*Entries supplied*.

PR #416, opened 2023-02-07
Add `FUNCTION_AT` and `VAR_AT` macros

BobTheBob9:
adds macros for referencing variables and functions at given locations in memory, TODO: convert all code to use these macros where they should be


BobTheBob9:
making this ready to review as gecko said it would be chill atm

GeckoEidechse (approved):
Printed the thing Bob said it should print when running the command Bob said I should run so I guess it works?

PR #419, opened 2023-02-15
Use Semver in Dependency Constants

uniboi:
If a mod for a dependency constant is loaded, this will create a sqvm constant that's a SQTable holding the dependency's `major`, `minor` and `patch` version as integer. All other subversions are omitted.
If a dependency is not loaded, the constant will be `0` instead.

This does not break compatability with old versions since a table is a truthy value like `1`, as it is now.

This allows modders to compile code for ranges of mod versions.

For example:
```
#if HAS_UEBERBLICK
// This compiles only if the dependency is loaded. No matter the version of the dependency
#endif

#if HAS_UEBERBLICK && HAS_UEBERBLICK.major == 1
// This compiles ONLY if the dependency version is 1.x.x
#endif

#if HAS_UEBEBLICK && HAS_UEBERBLICK.major == 1 && HAS_UEBERBLICK.minor >= 2 && HAS_UEBERBLICK.minor <= 5
// This compiles only if the dependency's version is between 1.2.x - 1.5.x
#endif
```

Invalid version numbers are represented as `-1`.

- "1.2.test"
  major: 1
  minor: 2
  patch: -1

- "1."
  major: 1
  minor: -1
  patch: -1

- "heheheha"
  major: -1
  minor: -1
  patch: -1

etc.


NorthstarDLL/squirrel/squirrel.cpp
```diff
@@ -200,12 +200,55 @@ template <ScriptContext context> void SquirrelManager<context>::VMCreated(CSquir
...
+					if (std::all_of(sub.begin(), sub.end(), ::isdigit))
+						semver.push_back(stoi(sub));
+					else
+						semver.push_back(-1);
+				}
+				else
+					semver.push_back(-1);
+
+				last = 0;
+				next = 0;
```
uniboi, line 229: idk if this is needed but it looked like without this the launcher crashes sometimes when reloading mods

GeckoEidechse:
I assume `v1.12.1-rc` would then be:

major: 1
minor: 12
patch: 1

?

uniboi:
v1.12.1-rc would be

mj: -1
mn: 12
pt: -1

since I did not bother writing an semver parser because
a) I have never seen a mod with a leading v in the version
b) I don't think anyone is playing on release candidates

GeckoEidechse:
> v1.12.1-rc would be
> 
> mj: -1
> mn: 12
> pt: -1
> 
> since I did not bother writing an semver parser because
> a) I have never seen a mod with a leading v in the version

the leading `v` was a force of habit, forgot that it's not in the mods version

> b) I don't think anyone is playing on release candidates

sadly cause we really need more playtesters x_x

uniboi:
I could just terminate on a `-`, I guess. parsing rc subversion doesn't make sense imo

GeckoEidechse:
> I could just terminate on a `-`, I guess. parsing rc subversion doesn't make sense imo

Yeah that's fine. Was just wondering whether it would be a `-1` or whether the `-rcX` is stripped and turned into just the `1` for patch ^^

uniboi:
Ignores now anything after a `-`

BobTheBob9:
genuinely surprised any kind of table stuff works in #ifs?

uniboi:
Conditions for #if are normal squirrel expressions, they just need to be able to be evaluated at compile time (ie be constant).

Even stuff like this works `#if { k = 1 }.k == int(CLIENT)`, even if unnecessary

uniboi:
fuck

uniboi:
This is broken atm actually idk what I did

uniboi:
fixed again.
[dep_test.zip](https://github.com/R2Northstar/NorthstarLauncher/files/10947024/dep_test.zip)
To test: Install both mods in the zip. In the mp lobby, the globals `a = 1`, `b = 2` and `c = 3` should be defined while `d = 4` isn't.

EladNLG:
Small request:

Make the version available as a string as well :)

uniboi:
> Make the version available as a string as well :)

you can now do checks like `#if CONSTANT.version == "1.2.3" #elseif CONSTANT.version == "1.2.3-rc1" #endif`

ScureX (approved):
very good i like so hot and sexy mmhmmm nice code yes

NorthstarDLL/squirrel/squirrel.cpp
```diff
@@ -200,13 +202,53 @@ template <ScriptContext context> void SquirrelManager<context>::VMCreated(CSquir
...
+				std::string v = dependency.Version;
+				std::vector<SQInteger> semver;
+				size_t last = 0;
+				size_t next = 0;
+
+				size_t rc = v.find('-');
+				if (rc != std::string::npos)
+				{
+					v = v.substr(0, rc);
+				}
```
pg9182, line 214: If we want to be truly semver-compliant, the prerelease logic is a lot more complicated, both for splitting, and for comparison.

https://cs.opensource.google/go/x/mod/+/refs/tags/v0.9.0:semver/semver.go
https://semver.org/spec/v2.0.0.html#spec-item-9

uniboi: I can include something like https://github.com/zmarko/semver to replace my very simple parsing logic

GeckoEidechse: I think that's going a bit overkill. I'm personally fine with just limiting it to `MAJOR.MINOR.PATCH` and only extending from there if need be ^^

pg9182: Ehh, I'm okay with either (as long as we support whatever thunderstore supports, at a minimum), but we can't call it semver if it isn't.

GeckoEidechse: Thunderstore currently only supports `MAJOR.MINOR.PATCH`

https://github.com/thunderstore-io/Thunderstore/issues/634

ASpoonPlaysGames: We should support whatever the `version` in the mod.json supports, we shouldn't limit ourselves to just what thunderstore supports, as a thunderstore package != a northstar mod

pg9182: However, they say that "`in any case, we've not ruled out extended semver support`"...

To ensure it doesn't break in the future, we could check the format to ensure it only contains `MAJOR.MINOR.PATCH[-rc#]`, and always count it as a non-match if it doesn't.

ASpoonPlaysGames: > However, they say that "`in any case, we've not ruled out extended semver support`"...

This PR should have nothing to do with thunderstore in any capacity, therefore making this irrelevant.

uniboi: I might be misremembering things but iirc the `Version` in the mod.json has nothing to do with the `version` in the thunderstore manifest.

ASpoonPlaysGames: > I might be misremembering things but iirc the `Version` in the mod.json has nothing to do with the `version` in the thunderstore manifest.

correct

uniboi: > Ehh, I'm okay with either (as long as we support whatever thunderstore supports, at a minimum), but we can't call it semver if it isn't.

Well let's call it "Dependency Constants that support version comparisons" or whatever, doesn't really matter

NorthstarDLL/squirrel/squirrel.h
```diff
@@ -282,6 +295,51 @@ class SquirrelManagerBase
 		// there are entity constants for other types, but seemingly CBaseEntity's is the only one needed
 		return (T*)__sq_getentityfrominstance(m_pSQVM, &obj, __sq_GetEntityConstant_CBaseEntity());
 	}
+
+	inline SQRESULT createslot(HSquirrelVM* sqvm, const SQChar* key, const SQChar* value, bool isAsset = false, SQInteger idx = -3)
```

*Work instructions*. Search the entries for the word "have" and pick out every line that holds it.

*Exercise output*.
a) I have never seen a mod with a leading v in the version
> a) I have never seen a mod with a leading v in the version
This PR should have nothing to do with thunderstore in any capacity, therefore making this irrelevant.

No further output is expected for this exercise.